Don't give it a second thought. Truth be known, I lived in a Tennessee Williams play most of my childhood and into high school, although it was probably more like _Who's Afraid of Virginia Woolf_.  Bless her soul and all, but my mother was the product of some very bad choices. It's hard to not be introverted in a household of berating, screaming, and boozing parents whose marriage was disintegrating for the entire community to see.


----------



## Sara Haasis (Aug 22, 2013)

I finished it one year and have a 70,000-high pile of words I can't use. 



shadowwalker said:


> I think the thing I hear mostly about it (other than the fun of joining in the community thing) is that it 'forces' people to finish. And I have to agree that for many wannabe writers, getting over that hurdle can do wonders - the idea that "I did it once, I can do it again", even if they use some other method.



But maybe there is something to this. I was knocking out 10k words a day which at least I can now say I'm capable of. With a different story it may have gone a lot better.


----------



## Arrow (Aug 25, 2013)

A lot of people I know in the NaNoWriMo forums do it for a sense of accountability.  The same way people join a weight loss program, the motivation is what they need tto stay on task.  It helps me get back in the routine of making time to write everyday.  (the last two years being an exception, pregnancy makes my brain pudding.)


----------



## PiP (Aug 25, 2013)

shadowwalker said:


> ...the idea that "I did it once, I can do it again", even if they use some other method.



I felt such a sense of achievement when I completed the NaNoWriMo challenge - it was definitely  a "I did it once, so I can do it again" moment


----------



## Odd Greg (Aug 25, 2013)

Arrow said:


> A lot of people I know in the NaNoWriMo forums do it for a sense of accountability.  The same way people join a weight loss program, the motivation is what they need tto stay on task.  It helps me get back in the routine of making time to write everyday.  (the last two years being an exception, pregnancy makes my brain pudding.)

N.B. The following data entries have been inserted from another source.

Issue #15174, opened 2021-01-19
Remove custom CSS colors


garrett:
Originally, we needed a bunch of colors mapped because we were faking PF4 support. Additionally, some have been used across Cockpit for various reasons.

We should remove the unused ones and either replace usages of the custom colors with PatternFly ones directly and/or map some of the Cockpit-specific ones to PF as an alias. (The method of what to do depends on context.)

garrett:
Rebased & resolved conflicts

PR #15183, opened 2021-01-20
lib/page: Remove unused colors

garrett:
- [x] Remove color variables that are unused
- [x] Replace colors with official PF4 colors
- [x] Change references to PF4 across Cockpit
- [x] Remove custom fonts; switch to PF4 fonts across Cockpit
- [x] Move Nav colors to the Nav stylesheet

### DIFF
--- a/pkg/apps/application.css
+++ b/pkg/apps/application.css
@@ -4,10 +4,10 @@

If it helps, then it's a good thing.


----------



## Leyline (Sep 12, 2013)

I'm actually considering doing it this year, just to get out of the self imposed rut that's seen me re-drafting stories to a ridiculous degree. I'm getting to the point where I don't even want to post them in the Workshop. In short, I'm turning into Mr. Bean:

[video=youtube;RdZERM7zEHk]http://www.youtube.com/watch?v=RdZERM7zEHk[/video]


----------



## movieman (Sep 13, 2013)

I'm going to use it as justification to finally get my 'Horror Movie' novel finished. I think it was at about 17,000 words when I last touched it, so about 50,000 still to go.


----------



## vintageboombox (Sep 18, 2013)

I figured I'd jump into this thread to see why people aren't doing NaNoWriMo... I've chosen to participate for the first time this year, and it seems extremely daunting. I'm in my first semester of college, so finding time is going to be the biggest issue for me I think. I'm doing it to prove to myself that I can, in all honestly. I don't expect to do anything with whatever I write except print it up, get it bound, and save it for the memories. Is that bad? Probably. Do I care? Not one bit.


----------



## Gargh (Sep 18, 2013)

I did it last year and it totally changed my perspective on what was possible and how. The feeling of finishing the 50,000 was fantastic but I was also just as happy each day when I hit the 1700. It clarified for me that regardless of what was going on in my everyday life, I could make time to write if I wanted to. In other words, it is a really good way of providing irrefutable evidence to yourself of what you can do if you are determined to. I certainly needed that at that point. It is also just fun and quite liberating


----------



## bookmasta (Sep 26, 2013)

I do 3k+ words a day when not editing. I guess signing up for such a thing would be a good idea for moral support or advice for novice writers, but beyond that I don't really see a point. I type anywhere from 1k to 1.5k on days when I edit, so even then I'm nearly at the 50k mark. To me its just meh. That and the acronyms...


----------



## Nostalgia (Sep 30, 2013)

I just do my own personal NaNoWriMo; the idea of having to do a stream of thought on a particular month does not set well for me.

Instead, I just set a time period to write out an idea of about 20K words, and then I edit it out a bunch. When that's over with, I check on it later and see if I still like the idea and continue on with it.

My story "Tenebrous Yellow" is actually being formed this way. It's on rewrite 3 and and I'm now just passed the 20K marker after all the rewrites: phase 2 of whatever number phases to go!


----------



## PSFoster (Oct 24, 2013)

It helps if you have an idea for a novel and know where you want to go with it. Most participants do their research, character profiles, and outline before November 1st. They just do the writing to get everything in prospective so after Nov. 30 they can edit and rewrite.

When I did my first NaNo in 2008 I had a story that was almost complete in my head. I just had to get it down on paper (or computer). I finished that year while working 6 days a week because I really wanted to write that story. It still is not finished, but I drag it out every once in a while and retune a few things. Left on my own it wouldn't have been done.


----------



## siliconpoetry (Feb 15, 2014)

Sara Haasis said:


> I finished it one year and have a 70,000-high pile of words I can't use.
> 
> 
> 
> But maybe there is something to this. I was knocking out 10k words a day which at least I can now say I'm capable of. With a different story it may have gone a lot better.



I usually type 500 words per page, 1.5 spaced. Furthermore, I have been able to type a decent 500 words from a pre-thought out plot - with a small amount of editing for spelling and grammar - in about 1 hour. It is allowed to pre-write notes in NaNo which may mean it will be possible with my schedule this year. Problem is it would probably be priority 3 of very time consuming priorities.


----------



## Rivahads (Mar 1, 2014)

Reliving the past is ruining the future.


----------